TASK BRIEF:
Exactly the lines from the beginning of the material to the line with "#### Corrections verified against source" are to be repeated, both ends included.

EXERCISE DATA:
PR #12285, opened 2026-07-30
[MINOR] docs(lance): update the Lance and generic lakehouse catalog pages

markhoerth:

Updates the five Lance and generic lakehouse catalog documentation pages around the model they never stated, and corrects claims that turned out to be wrong when checked against source. 681 insertions, 1351 deletions.

#### Corrections verified against source

- Alter is partially supported (drop column, rename column, add index), not "Not support now" (`LanceTableOperations.handleLanceTableChange`)
- Index creation is supported through alter; the page listed indexes under "Feature Limitations" (same)
- Name `lance.schema-refresh-mode`, which the refresh section described at length but never identified (`LanceConstants`)
- Add `lance.declared` to the table properties, which was missing (`LanceTableDelegator.tablePropertyEntries`)
- `Map` is supported by Lance; the page said it was not (lance `docs/src/format/table/schema.md`)
- `Union` is not supported by Lance; the page implied it was (same)
- `Interval_year` is not supported because Lance has no interval type at all; `Interval_day` is fine because it maps to an Arrow `Duration` (same)
- Vector columns need a fixed-size list. Gravitino `List` produces a variable-length Arrow `List`, which cannot carry a vector index (`LanceDataTypeConverter`, lance schema spec)
- Mark `GET /v1/namespace/list` as a Gravitino extension, absent from the specification and previously listed alongside spec endpoints with no distinction (lance-namespace `v0.7.5` `openapi.yaml`)
- Add three endpoints missing from the operations table: `/v1/namespace/list`, `drop_columns`, `alter_columns` (`LanceNamespaceOperations`, `LanceTableOperations`)
- Delta `location` inherits from schema and catalog; resolution happens before the format delegator runs (`GenericCatalogOperations.calculateTableLocation`)
- Gravitino performs no Delta type conversion; the mapping table is guidance for declaring metadata, not a conversion it applies (no converter exists in the `delta` package)
- Document three Delta create-time rejections that were undocumented: distributions, sort orders, indexes (`DeltaTableOperations.createTable`)
- Fix the `lance-ray` example, which used `write_lance(namespace=...)`, a signature the page's own compatibility notes call unsupported (`clients/client-python/tests/integration/test_lance_ray.py`)
- `provider` is a field on the create request, not a catalog property as the page listed it (`GenericCatalogPropertiesMetadata`)
- Add `lance.storage.*` to the catalog properties table, although three pages tell readers to set it there (same)
- The generic catalog supports Lance and Delta, not "Lance, Iceberg, Hudi" as the page claimed (`META-INF/services`)

#### `lance-rest-service.md`

- Delete the Deployment Modes table; state the recommended deployment, then the alternative and its limitations
- New `Lance REST API` section: endpoint table, identifiers, calling details, limitations, storage options
- Fold `Namespace Model` into the API section as `Identifiers`; hierarchy and delimiter exist only to let a reader build a request
- Dissolve the orphan `Authentication` and `Storage Configuration` sections into `Configuration` and the API section
- State where configuration properties go, and that a separate process uses the same names in a different file
- Structure configuration by outcome rather than by property
- Cut `Engine Integration`; which engines can read Lance is the integration page's subject
- Cut the Iceberg REST counterpart paragraph
- Add a Quick Start, correct the specification links, consolidate the configuration tables
- Move the endpoint examples to the Lance tables page so both APIs get equal treatment
- Reorder the Quick Start so the server starts once; the previous ordering implied start, stop, edit config, start again
- Correct readiness. `NamespaceWrapper` initializes lazily, so `/health/ready` returns 503 until the first namespace or table call. The Quick Start previously checked readiness before the call that triggers initialization, so the check failed as written
- Create the metalake in the Quick Start, which the service requires but the page never mentioned
- Pass `location` and `lance.storage.*` in the Quick Start namespace create; it previously used an `s3://` path with no credentials, so it could not work
- Split `Gravitino-Specific Behavior` into `Calling the Operations` and `Limitations`; the old heading claimed everything under it was a deviation, but several rows were plain specification mechanics
- State that Gravitino implements a subset. The `v0.7.5` specification defines 29 table endpoints; Gravitino serves 9, with the entire data plane absent
- Document that `DropTable` purges. Every table this service creates is marked `external`, but `DropTable` removes the dataset files anyway
- Rewrite storage options to say the prefix is stripped: `lance.storage.region` reaches the client as `region`
- Note that health endpoints bypass the authentication filter

#### `lance-rest-integration.md`

- Reorganize per engine; version information now sits with the engine it applies to, instead of a shared matrix that implied the two libraries were coupled
- Promote the compatibility content out of a `:::note` block into real sections
- Cut `Rationale`, which claimed incompatible versions cause data corruption
- Cut `General Integration Pattern`, which was contentless
- Remove the duplicated MinIO catalog example
- Keep Table Location on the Lance path; the old page reached for a Gravitino API call to set properties the Lance `CreateNamespace` call accepts directly
- Correct the claim that an engine without Lance REST support needs its own credentials; `DescribeTable` returns storage options alongside the location
- Drop the Quick Start; with only two engines it privileged Spark arbitrarily, and each engine section is its own quick start
- Add a credentials section pointing at the service page

#### `lakehouse-generic-catalog.md`

- Rewrite the Overview around what distinguishes this catalog: Lance and Delta define no catalog of their own, so Gravitino holds the metadata directly rather than federating. Explains the word "generic", which the page previously asserted without grounding
- Split catalog creation per format; a Lance catalog carries `location` and `lance.storage.*`, a Delta catalog needs no properties at all
- Reorganize properties so format-neutral ones come first and Lance-only ones are separated
- Move location resolution next to the `location` rows it explains, and convert a 20-line ASCII block into a table plus one worked paragraph
- Document the `lance.storage.*` option names; four pages told readers to set them and none listed them
- Cut the Benefits list and both bullet lists of "Supported Operations"
- Remove `"owner": "sales-team"` from the schema example, which implied a property that does not exist

#### `lakehouse-generic-lance-table.md`

- Restructure to be path-neutral; the page is reachable from both APIs and previously read as Gravitino-API-only, giving a Lance REST reader instructions that do not apply
- Replace `Supported Operations` with a `Capabilities` table giving both APIs side by side
- Add a column to the table properties showing how the Lance REST service supplies each one, instead of marking five of eight as irrelevant
- Cover both APIs symmetrically in Examples, with the Lance examples moved here from the service page
- Add Troubleshooting with ten error strings taken verbatim from source
- Cut the Migration Guide, a bash `for` loop registering tables
- Preserve `#data-type-mappings`, which `manage-relational-metadata-using-gravitino.md` links into

#### `lakehouse-generic-delta-table.md`

- Lead the Overview with the constraint that matters: every Delta table is external and a create is a registration
- State the consequence the old page only implied: Gravitino and the `_delta_log` are two records of the same table, and Gravitino never reconciles them
- Align the `Capabilities` table with the Lance page's phrasing so the two formats can be compared
- Add Troubleshooting with eight verbatim error strings, three of which the old page did not mention
- Cut Planned Enhancements, which speculated about unreleased features
- Cut the 20-line Spark modification example and the read-via-Spark snippet, both of which belong to Delta Lake's documentation

#### Conventions applied across all five pages

- No `:::` admonition blocks, no `<Tabs>` / `<TabItem>`, no ✅ / ❌ in tables, no em dashes
- No `Since Version` columns or "Introduced in X" sentences, since the docs are version-selected
- No raw HTML in table cells; `<sup>` renders literally, so footnote markers use Unicode superscripts
- Title Case headings, `{snake_case}` placeholders, aligned table pipes
- Shell variables declared once per code block so each block stands alone
- Code lines kept short enough to avoid horizontal scroll
- No one-column tables and no sections with a single child

Five pages document Lance in Gravitino, and none of them states the model that makes the set coherent: Lance tables live in a `lakehouse-generic` catalog, and two APIs reach the same tables. Configure the Lance REST service and it creates the catalog when a client first connects, or create the catalog through the Gravitino REST API and skip the service entirely.

Because that was never written down, the pages were organized by artifact rather than by the model. Authentication appeared on two pages. Storage configuration lived on one page and engine configuration on another, with no cross-reference. A Lance REST user landing on the tables page got operations and properties that do not apply on their path. The word "generic" was never explained. Following the service page Quick Start in order did not work, because it checked readiness before the call that initializes the service.

The five files cannot be split into smaller PRs. Ten cross-page anchors point at headings that only exist after this rewrite, running in every direction between the files, so no ordering of smaller PRs avoids shipping broken links.

`lance-rest-server-chart.md` is deliberately not included. Its most useful content requires a chart change rather than a doc change, and its doc-only fixes will follow separately.

Documentation only. No API, property, or behavior changes.

The pages themselves change substantially, including headings. All inbound anchors from other documentation pages were checked and preserved, including `#data-type-mappings`, which `manage-relational-metadata-using-gravitino.md` links into.

Documentation only, so no code tests. Claims were checked as follows:

- Endpoint names, methods, and paths against lance-namespace `v0.7.5` `openapi.yaml`
- Type mappings against `LanceDataTypeConverter` and the Lance format schema specification
- Property names and defaults against `LanceConstants`, `GenericCatalogPropertiesMetadata`, `GenericTablePropertiesMetadata`, and `LanceTableDelegator`
- Operation support against `LanceTableOperations` and `DeltaTableOperations`
- Error strings copied verbatim from source
- The `lance-ray` example against `clients/client-python/tests/integration/test_lance_ray.py`
- All cross-page and in-page anchors verified to resolve

### DIFF
--- a/docs/lakehouse-generic-catalog.md
+++ b/docs/lakehouse-generic-catalog.md
@@ -13,6 +13,7 @@ license: "This software is licensed under the Apache License version 2."
 ## Overview
 
 Some table formats define a catalog of their own, and Apache Gravitino federates to it. Lance and Delta define no catalog. A table in either format is a set of files, so the metadata needs a home. The Generic Lakehouse Catalog provides one, holding the metadata directly rather than federating. That is what makes it generic: a single catalog serves any format that arrives without one of its own.
+
 Each table names its format with the required `format` property, which is immutable once set, and Gravitino selects the matching implementation. Two are registered today.
 
 - **Lance**, as `format=lance`. Fully supported, and documented in [Lance Tables](./lakehouse-generic-lance-table.md).
--- a/docs/lakehouse-generic-catalog.md
+++ b/docs/lakehouse-generic-catalog.md
@@ -14,7 +14,6 @@ license: "This software is licensed under the Apache License version 2."
 
 Some table formats define a catalog of their own, and Apache Gravitino federates to it. Lance and Delta define no catalog. A table in either format is a set of files, so the metadata needs a home. The Generic Lakehouse Catalog provides one, holding the metadata directly rather than federating. That is what makes it generic: a single catalog serves any format that arrives without one of its own.
 
-Lance and Delta define no catalog. A table in either format is a set of files, so the metadata needs a home. The Generic Lakehouse Catalog provides one, holding the metadata directly rather than federating. That is what makes it generic: a single catalog serves any format that arrives without one of its own.
 
 Each table names its format with the required `format` property, which is immutable once set, and Gravitino selects the matching implementation. Two are registered today.
 
--- a/docs/lakehouse-generic-catalog.md
+++ b/docs/lakehouse-generic-catalog.md
@@ -12,7 +12,7 @@ license: "This software is licensed under the Apache License version 2."
 
 ## Overview
 
-Some table formats define a catalog of their own, and Apache Gravitino federates to it. 
+Some table formats define a catalog of their own, and Apache Gravitino federates to it. Lance and Delta define no catalog. A table in either format is a set of files, so the metadata needs a home. The Generic Lakehouse Catalog provides one, holding the metadata directly rather than federating. That is what makes it generic: a single catalog serves any format that arrives without one of its own.
 
 Lance and Delta define no catalog. A table in either format is a set of files, so the metadata needs a home. The Generic Lakehouse Catalog provides one, holding the metadata directly rather than federating. That is what makes it generic: a single catalog serves any format that arrives without one of its own.
 
--- a/docs/lakehouse-generic-catalog.md
+++ b/docs/lakehouse-generic-catalog.md
@@ -12,7 +12,7 @@ license: "This software is licensed under the Apache License version 2."
 
 ## Overview
 
-Some table formats define a catalog of their own, and Apache Gravitino federates to it. Apache Iceberg is the example: the Iceberg catalog connects to an existing Iceberg REST catalog or Hive metastore, which remains the system of record.
+Some table formats define a catalog of their own, and Apache Gravitino federates to it. 
 
 Lance and Delta define no catalog. A table in either format is a set of files, so the metadata needs a home. The Generic Lakehouse Catalog provides one, holding the metadata directly rather than federating. That is what makes it generic: a single catalog serves any format that arrives without one of its own.
 
--- a/docs/lakehouse-generic-catalog.md
+++ b/docs/lakehouse-generic-catalog.md
@@ -14,7 +14,6 @@ license: "This software is licensed under the Apache License version 2."
 
 Some table formats define a catalog of their own, and Apache Gravitino federates to it. Lance and Delta define no catalog. A table in either format is a set of files, so the metadata needs a home. The Generic Lakehouse Catalog provides one, holding the metadata directly rather than federating. That is what makes it generic: a single catalog serves any format that arrives without one of its own.
 
-
 Each table names its format with the required `format` property, which is immutable once set, and Gravitino selects the matching implementation. Two are registered today.
 
 - **Lance**, as `format=lance`. Fully supported, and documented in [Lance Tables](./lakehouse-generic-lance-table.md).
--- a/docs/lakehouse-generic-catalog.md
+++ b/docs/lakehouse-generic-catalog.md
@@ -13,7 +13,6 @@ license: "This software is licensed under the Apache License version 2."
 ## Overview
 
 Some table formats define a catalog of their own, and Apache Gravitino federates to it. Lance and Delta define no catalog. A table in either format is a set of files, so the metadata needs a home. The Generic Lakehouse Catalog provides one, holding the metadata directly rather than federating. That is what makes it generic: a single catalog serves any format that arrives without one of its own.
-
 Each table names its format with the required `format` property, which is immutable once set, and Gravitino selects the matching implementation. Two are registered today.
 
 - **Lance**, as `format=lance`. Fully supported, and documented in [Lance Tables](./lakehouse-generic-lance-table.md).
--- a/docs/lakehouse-generic-catalog.md
+++ b/docs/lakehouse-generic-catalog.md
@@ -4,200 +4,166 @@ slug: "/lakehouse-generic-catalog"
 keywords:
   - lakehouse
   - lance
+  - delta
   - metadata
   - generic catalog
-  - file system
 license: "This software is licensed under the Apache License version 2."
 ---
 
-import Tabs from '@theme/Tabs';
-import TabItem from '@theme/TabItem';
-
 ## Overview
 
-The Generic Lakehouse Catalog is a Gravitino catalog implementation designed to seamlessly integrate with lakehouse storage systems built on file system-based architectures. This catalog enables unified metadata management for lakehouse tables stored on various storage backends, providing a consistent interface for data discovery, governance, and access control. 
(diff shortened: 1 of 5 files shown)


docs/lakehouse-generic-catalog.md
```diff
@@ -4,200 +4,166 @@ slug: "/lakehouse-generic-catalog"
...
 license: "This software is licensed under the Apache License version 2."
 ---
 
-import Tabs from '@theme/Tabs';
-import TabItem from '@theme/TabItem';
-
 ## Overview
 
-The Generic Lakehouse Catalog is a Gravitino catalog implementation designed to seamlessly integrate with lakehouse storage systems built on file system-based architectures. This catalog enables unified metadata management for lakehouse tables stored on various storage backends, providing a consistent interface for data discovery, governance, and access control. 
+Some table formats define a catalog of their own, and Apache Gravitino federates to it. Apache Iceberg is the example: the Iceberg catalog connects to an existing Iceberg REST catalog or Hive metastore, which remains the system of record.
```
markhoerth:
```suggestion
Some table formats define a catalog of their own, and Apache Gravitino federates to it. 
```

docs/lakehouse-generic-catalog.md
```diff
@@ -4,200 +4,166 @@ slug: "/lakehouse-generic-catalog"
...
 license: "This software is licensed under the Apache License version 2."
 ---
 
-import Tabs from '@theme/Tabs';
-import TabItem from '@theme/TabItem';
-
 ## Overview
 
-The Generic Lakehouse Catalog is a Gravitino catalog implementation designed to seamlessly integrate with lakehouse storage systems built on file system-based architectures. This catalog enables unified metadata management for lakehouse tables stored on various storage backends, providing a consistent interface for data discovery, governance, and access control. 
+Some table formats define a catalog of their own, and Apache Gravitino federates to it.
```
markhoerth:
```suggestion
Some table formats define a catalog of their own, and Apache Gravitino federates to it. Lance and Delta define no catalog. A table in either format is a set of files, so the metadata needs a home. The Generic Lakehouse Catalog provides one, holding the metadata directly rather than federating. That is what makes it generic: a single catalog serves any format that arrives without one of its own.
```

docs/lakehouse-generic-catalog.md
```diff
@@ -4,200 +4,166 @@ slug: "/lakehouse-generic-catalog"
...
+Some table formats define a catalog of their own, and Apache Gravitino federates to it. Lance and Delta define no catalog. A table in either format is a set of files, so the metadata needs a home. The Generic Lakehouse Catalog provides one, holding the metadata directly rather than federating. That is what makes it generic: a single catalog serves any format that arrives without one of its own.
 
-Gravitino fully supports the **Lance** lakehouse format, with plans to extend support to additional formats in the future.
+Lance and Delta define no catalog. A table in either format is a set of files, so the metadata needs a home. The Generic Lakehouse Catalog provides one, holding the metadata directly rather than federating. That is what makes it generic: a single catalog serves any format that arrives without one of its own.
```
markhoerth:
```suggestion
```

docs/lance-rest-integration.md
```diff
@@ -12,288 +12,183 @@ license: "This software is licensed under the Apache License version 2."
...
-
-This documentation assumes familiarity with the Lance REST service setup as described in the [Lance REST Service](./lance-rest-service) documentation.
-
-## Compatibility Matrix
-
-The following table outlines the tested compatibility between Gravitino versions and Lance connector versions:
-
-| Gravitino Version (Lance REST) | Supported lance-spark Versions | Supported lance-ray Versions                  |
-|--------------------------------|--------------------------------|-----------------------------------------------|
-| 1.1.1 - 1.2.1                  | 0.0.10 - 0.0.15                | 0.0.6 - 0.0.8                                 |
```
yuqi1129, line 25: I would suggest that we keep this compatibility matrix table to let users know about the historical compatibility status.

REPLY:
PR #12285, opened 2026-07-30
[MINOR] docs(lance): update the Lance and generic lakehouse catalog pages

markhoerth:

Updates the five Lance and generic lakehouse catalog documentation pages around the model they never stated, and corrects claims that turned out to be wrong when checked against source. 681 insertions, 1351 deletions.

#### Corrections verified against source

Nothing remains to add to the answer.